• _WORK INSTRUCTIONS_
Scan the data below and pick out the lines containing the word "just".

• _STUDY MATERIAL_
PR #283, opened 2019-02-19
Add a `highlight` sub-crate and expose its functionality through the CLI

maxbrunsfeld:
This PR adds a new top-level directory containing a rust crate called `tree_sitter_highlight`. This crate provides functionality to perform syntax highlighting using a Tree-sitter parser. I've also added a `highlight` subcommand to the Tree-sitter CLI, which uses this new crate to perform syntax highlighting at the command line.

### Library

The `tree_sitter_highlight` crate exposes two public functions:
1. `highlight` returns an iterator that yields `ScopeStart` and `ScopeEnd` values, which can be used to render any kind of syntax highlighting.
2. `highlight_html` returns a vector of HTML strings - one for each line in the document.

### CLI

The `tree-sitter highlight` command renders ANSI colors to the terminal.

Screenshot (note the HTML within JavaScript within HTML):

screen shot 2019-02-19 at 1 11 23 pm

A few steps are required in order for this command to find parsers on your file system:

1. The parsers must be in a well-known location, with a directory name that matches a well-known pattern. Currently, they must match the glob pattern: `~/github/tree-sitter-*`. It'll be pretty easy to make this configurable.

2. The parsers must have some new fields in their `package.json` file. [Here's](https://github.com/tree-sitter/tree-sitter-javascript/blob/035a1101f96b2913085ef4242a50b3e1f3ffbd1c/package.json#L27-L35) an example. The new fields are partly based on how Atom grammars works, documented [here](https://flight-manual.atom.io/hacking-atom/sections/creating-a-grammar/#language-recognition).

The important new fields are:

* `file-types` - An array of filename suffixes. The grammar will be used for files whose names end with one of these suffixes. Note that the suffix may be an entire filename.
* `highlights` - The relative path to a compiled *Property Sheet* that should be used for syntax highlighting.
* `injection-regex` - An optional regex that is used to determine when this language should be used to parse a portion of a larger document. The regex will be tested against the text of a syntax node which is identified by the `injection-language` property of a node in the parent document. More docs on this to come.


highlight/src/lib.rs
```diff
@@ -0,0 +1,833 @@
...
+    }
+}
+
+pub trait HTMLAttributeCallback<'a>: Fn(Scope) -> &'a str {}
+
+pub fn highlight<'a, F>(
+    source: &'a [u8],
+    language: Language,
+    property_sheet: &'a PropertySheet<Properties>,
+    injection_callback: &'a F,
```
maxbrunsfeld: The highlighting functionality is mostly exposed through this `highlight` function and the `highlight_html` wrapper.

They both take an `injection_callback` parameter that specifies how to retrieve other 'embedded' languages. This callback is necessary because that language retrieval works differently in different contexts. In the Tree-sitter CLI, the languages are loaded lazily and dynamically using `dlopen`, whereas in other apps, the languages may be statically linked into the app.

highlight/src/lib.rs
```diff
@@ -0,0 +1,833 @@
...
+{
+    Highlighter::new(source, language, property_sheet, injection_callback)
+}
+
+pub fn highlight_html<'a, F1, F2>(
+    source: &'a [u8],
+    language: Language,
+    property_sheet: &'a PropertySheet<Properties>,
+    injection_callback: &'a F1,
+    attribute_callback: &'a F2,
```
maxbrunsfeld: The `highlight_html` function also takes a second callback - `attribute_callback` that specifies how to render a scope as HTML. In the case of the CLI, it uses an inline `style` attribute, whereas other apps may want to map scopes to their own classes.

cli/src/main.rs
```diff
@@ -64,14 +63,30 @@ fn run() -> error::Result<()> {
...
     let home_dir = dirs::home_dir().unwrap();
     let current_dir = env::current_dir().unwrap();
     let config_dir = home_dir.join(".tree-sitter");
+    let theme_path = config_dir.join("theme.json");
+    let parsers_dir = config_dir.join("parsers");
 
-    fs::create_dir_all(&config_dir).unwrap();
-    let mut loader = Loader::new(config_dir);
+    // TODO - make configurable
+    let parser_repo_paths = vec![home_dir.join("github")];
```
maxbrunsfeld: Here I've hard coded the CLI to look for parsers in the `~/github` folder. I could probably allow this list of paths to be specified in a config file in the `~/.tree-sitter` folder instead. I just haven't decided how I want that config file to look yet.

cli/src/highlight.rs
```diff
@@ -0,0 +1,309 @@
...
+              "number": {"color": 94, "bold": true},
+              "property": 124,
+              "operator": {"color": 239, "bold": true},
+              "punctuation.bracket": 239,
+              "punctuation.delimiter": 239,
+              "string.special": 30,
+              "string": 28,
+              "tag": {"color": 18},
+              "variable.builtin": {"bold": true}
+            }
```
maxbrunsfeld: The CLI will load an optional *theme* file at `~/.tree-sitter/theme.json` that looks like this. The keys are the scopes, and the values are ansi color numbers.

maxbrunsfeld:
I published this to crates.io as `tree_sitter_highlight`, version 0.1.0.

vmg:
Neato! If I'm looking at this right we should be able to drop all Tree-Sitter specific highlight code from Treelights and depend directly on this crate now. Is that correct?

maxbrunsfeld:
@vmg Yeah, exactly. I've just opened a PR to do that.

• _RESULT FOR THIS EXERCISE_
maxbrunsfeld: Here I've hard coded the CLI to look for parsers in the `~/github` folder. I could probably allow this list of paths to be specified in a config file in the `~/.tree-sitter` folder instead. I just haven't decided how I want that config file to look yet.
@vmg Yeah, exactly. I've just opened a PR to do that.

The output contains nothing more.